So today my very dear friend Linda from Moonstruck is going to be doing a Pagan's Tonight talk radio interview. She posted about it today on her FB feed. I'm so happy for her! I can't wait to hear it. If you'd like to tune in, it starts at 10:15 pm.
After checking out Pagan's Tonight I nosed around Blog Talk Radio and found someone doing online readings. So I figured, why not. I was a bit skeptical because everything the reader was saying was full of sunny flowers and roses type messages. We all know life just isn't all positive. But when she got to me she definitely wasn't positive. lol. Well serves me right huh.
My question was of course about our financial and living arrangement. She basically said look out of the box, that she didn't think I'd make any progress until August - September (God I hope not that long!) and that she thought I'd find something in sales.
I'd be horrible at sales! I'm not the salesman type. I'm really not that good of a people person and for that kind of job you have to have a certain kind of charisma I just don't possess.
So not really sure how to take her reading. But I'm hoping she is just very off.
I've been trying to think outside the box this whole time. First with my Gypsy living idea, then trying to get Dh to go back to school, etc etc.. Nothing I suggest or say or do seems to work.
You know what I'd really like to do, travel! All my life I've only ever been a handful of places. I've felt so sheltered my entire life.

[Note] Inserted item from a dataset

PR #67, opened 2024-06-02
Add algorithm comparison and visualization dashboard

AhmedBasem20:
This PR adds an initial visualization dashboard website. I'll set this as a draft for now because I made the deployment for this to replace the documentation workflow. I'm working on creating a sub-page URL for the documentation website to be `/documentation` and the dashboard page to be on the root URL.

I'd love that chance to see more of the world.
I don't often talk about my father. He was an ass that left us when I was just 3 yrs old. But he was a truck driver. I remember wondering where he was often when I was a child. I knew he traveled the country. I also tried to get DH to go to a truck driving school here, but he won't do it either. He says he thinks the driving would hurt his back. And I know driving often hurts him so that's nothing knew to me. I often have to drive for him when his back or neck is sore. He has degenerative disk disease, pinched nerves, etc... Sitting for long periods is painful for him. I want to say, get off your ass and do it anyway. But I know that's unfair. After all I couldn't do a job when I was required to walk all day. (I have Plantar Fisciitis Inflammation).
I just want to be taken care of and not feel like I have to be the one to solve all our problems.
Sorry for the ramble today. I don't always mean to get so negative. But this is where I am in my life.